Love: As much joy that this word promises, it also comes with its share of pain too. Love isn’t created to give any sort of troubles though. However, our attitude toward love has created a lot of havoc.
Here are my 7 norm breaking tips on making peace with love on this Valentine’s Day.
1. Don’t categorize love.
You have been taught to shower a different kind of love for different people in your life. Your spouse gets a certain kind of love, your children get another, and friends and colleagues are reserved for other varieties. Who taught you to categorize love? Society! The custodians of society will always come up with reasons to categorize love, just like they have categorized religion. Don’t use any filter in your love. Let it be equal,  transparent and pure.
2. Learn to let go.
The day must end to give night its way. The rain must fall to let the clouds have their way. The child must come out of the womb, grow up, and set on an independent journey. Letting go is the necessity in life. You cannot hold on to something in the name of love. You have had your experience with the person or situation, but now its time to let go. Be it an ex lover or a beloved who has passed away, release them all from your memory bank.
3. Express yourself.
Learn to express yourself. When love is expressed in its entirety, life is no longer a pursuit of happiness; It becomes happiness. Be it the person that you admire on Facebook or at your work place or your loved one. Take time to compliment the best thing in him or her. A well intentioned compliment finds its way into the other person’s heart.
4. Liberate your love.
It could be possible that you were insanely in love when you met your “soulmate” but now it’s also possible that you both have evolved (or devolved) to a significant extent. It is perfectly normal to bid a happy goodbye to each other when it’s time to part ways. Liberate your love from day one. Your loved one isn’t a prized possession. In liberating your love, you will find your truest self.

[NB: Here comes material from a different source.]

PR #166, opened 2026-04-10
Implement Seamstress Location

dplochcoder:
Depends on https://github.com/homothetyhk/ItemChanger.Silksong/pull/164 and https://github.com/homothetyhk/ItemChanger.Silksong/pull/165.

5. Love isn’t about others.
Your health is about yours. It’s not about others. But if you are healthy, you can help others to be healthy also. In the same fashion, love isn’t about loving others. We do that to fulfill our insecurities and loneliness. Love is about being loving. Love shouldn’t be what you are doing. Love should be what you are. If you are in state of deep love, you can have others in love too. The whole idea of loving others is a sham as it’s created to satisfy the innate needs of feeling fulfilled mentally and physically. The authentic love travels far and wide beyond such shallow needs.
6. Love is not attachment.
In fact, love is the complete opposite of attachment. Most of us are attached to the people in our lives and continue to call it love. Hence, the problems begin! In attachment, you would yearn for approval and seek happiness from others. In love, you don’t seek any approvals because you have accepted yourself the way you are. The extraction of happiness from others doesn’t happen in love. Do yourself a favor and see if you are in love or attachment with others.
7. Love, the express train.
The perfect metaphor to describe love in today’s times is that of an express train. We get on and off of the love train very often. The moment the other person doesn’t fulfill our needs, we get out of it. The moment someone starts to make us happy (even if it’s momentarily), we get on the love express train. It is tragic, to put it in one word. You have used love to channel the happiness in life but how long does  it last? You know the answer.
My job is to questions your answers. If these 7 pieces question any of your answers, then I feel accomplished.